▽
PR #811, opened 2026-04-29
fix(hooks): detect and update stale Async config on reinstall

vedantdshetty:
Followup to #808. hooksAlreadyInstalled now verifies the Async and Matcher fields of each agent-deck hook entry against hookEventConfigs (not just command presence). mergeHookEvent updates in place when our entry exists. Closes the binary-upgrade gap where a Async config change cannot propagate to existing settings.json files because hooks install no-ops with 'already installed.' Tests added. See commit message for full background.


asheshgoplani (approved):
△
• [DIRECTIONS FOR THIS TASK]
Repeat the entries word for word. Skip none of them.

• [WRITTEN ANSWER]
PR #811, opened 2026-04-29
fix(hooks): detect and update stale Async config on reinstall

vedantdshetty:
Followup to #808. hooksAlreadyInstalled now verifies the Async and Matcher fields of each agent-deck hook entry against hookEventConfigs (not just command presence). mergeHookEvent updates in place when our entry exists. Closes the binary-upgrade gap where a Async config change cannot propagate to existing settings.json files because hooks install no-ops with 'already installed.' Tests added. See commit message for full background.


asheshgoplani (approved):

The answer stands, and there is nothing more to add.